Dataset ::
--------------------------------------------------

PR #355, opened 2020-01-22
Fix preview_opts

phildarnowsky:
Controllers should not send preview_opts. At this higher level, they need to pass the full conn.query_params. Extraction of preview_opts happens at a lower level, in the repo and deeper. Added an integration test that would have caught this. Also includes a fix for live-data-related test regressions that are unrelated but were blocking CI.

### DIFF
--- a/apps/site/lib/site_web/controllers/project_controller.ex
+++ b/apps/site/lib/site_web/controllers/project_controller.ex
@@ -4,8 +4,6 @@ defmodule SiteWeb.ProjectController do
   """
   use SiteWeb, :controller
 
-  import CMS.Helpers, only: [preview_opts: 1]
-
   alias CMS.{Partial.Teaser, Repo}
   alias CMS.Page.{Project, ProjectUpdate}
   alias Plug.Conn
@@ -97,7 +95,7 @@ defmodule SiteWeb.ProjectController do
 
     "/projects"
     |> Path.join(project_alias)
-    |> get_page_fn.(preview_opts(conn.query_params))
+    |> get_page_fn.(conn.query_params)
     |> case do
       %Project{} = project ->
         breadcrumbs = [
--- a/apps/site/test/site_web/controllers/project_controller_test.exs
+++ b/apps/site/test/site_web/controllers/project_controller_test.exs
@@ -7,6 +7,13 @@ defmodule SiteWeb.ProjectControllerTest do
   alias Plug.Conn
 
   describe "project_updates" do
+    test "successfully renders the project update list", %{conn: conn} do
+      path = project_updates_path(conn, :project_updates, "project-name")
+
+      conn = get(conn, path)
+      assert conn.status == 200
+    end
+
     test "renders a list of updates related to a project", %{conn: conn} do
       project = project_factory(0)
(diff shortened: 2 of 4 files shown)


apps/v3_api/test/routes_test.exs
```diff
@@ -6,8 +6,7 @@ defmodule V3Api.RoutesTest do
   @opts ["page[limit]": 1, sort: "long_name"]
 
   describe "all/1" do
-    %JsonApi{data: [%JsonApi.Item{} = route]} = Routes.all(@opts)
-    assert route.id == "80"
+    %JsonApi{data: [%JsonApi.Item{} | _]} = Routes.all(@opts)
```
digitalcora: Given the `page[limit]=1`, shouldn't this have only been returning one item? Did the parameter stop working?

phildarnowsky: no, I just missed it, will remove

phildarnowsky: no, I just missed it, will remove

apps/site/lib/site_web/controllers/project_controller.ex
```diff
@@ -97,7 +95,7 @@ defmodule SiteWeb.ProjectController do
 
     "/projects"
     |> Path.join(project_alias)
-    |> get_page_fn.(preview_opts(conn.query_params))
+    |> get_page_fn.(conn.query_params)
```
digitalcora: It's fine as a quick fix, but this seems contra to the separation-of-concerns idea discussed in #347 of having controllers be solely responsible for extracting and parsing query params. @amaisano would refactoring this be included in the new Asana task you created?

apps/site/test/site_web/controllers/project_controller_test.exs
```diff
@@ -7,6 +7,13 @@ defmodule SiteWeb.ProjectControllerTest do
   alias Plug.Conn
 
   describe "project_updates" do
+    test "successfully renders the project update list", %{conn: conn} do
+      path = project_updates_path(conn, :project_updates, "project-name")
+
+      conn = get(conn, path)
+      assert conn.status == 200
```
digitalcora: Can we go a bit further here? Something like

```elixir
assert html_response(conn, 200) =~ "some string that should be on the page"
```

apps/site/lib/site_web/controllers/project_controller.ex
amaisano: Yes - this will be refactored to use the new `preview_opts` shape with another PR.

apps/site/test/site_web/controllers/project_controller_test.exs
amaisano: I ensured that `CMS.Repo.get_page/2` is natively called via this test, which is all the fix needed. It would have otherwise issued a 500 response for `conn.status` prior to the fix.

digitalcora: Right, I understand this was the minimum required to expose the bug at hand. I was wondering if we couldn't get some extra value out of this test, while we're here, for a small additional effort.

--------------------------------------------------

What is expected ::
Bring together all lines of the entries above in which the string "limit" occurs.

Written solution ::
   @opts ["page[limit]": 1, sort: "long_name"]
digitalcora: Given the `page[limit]=1`, shouldn't this have only been returning one item? Did the parameter stop working?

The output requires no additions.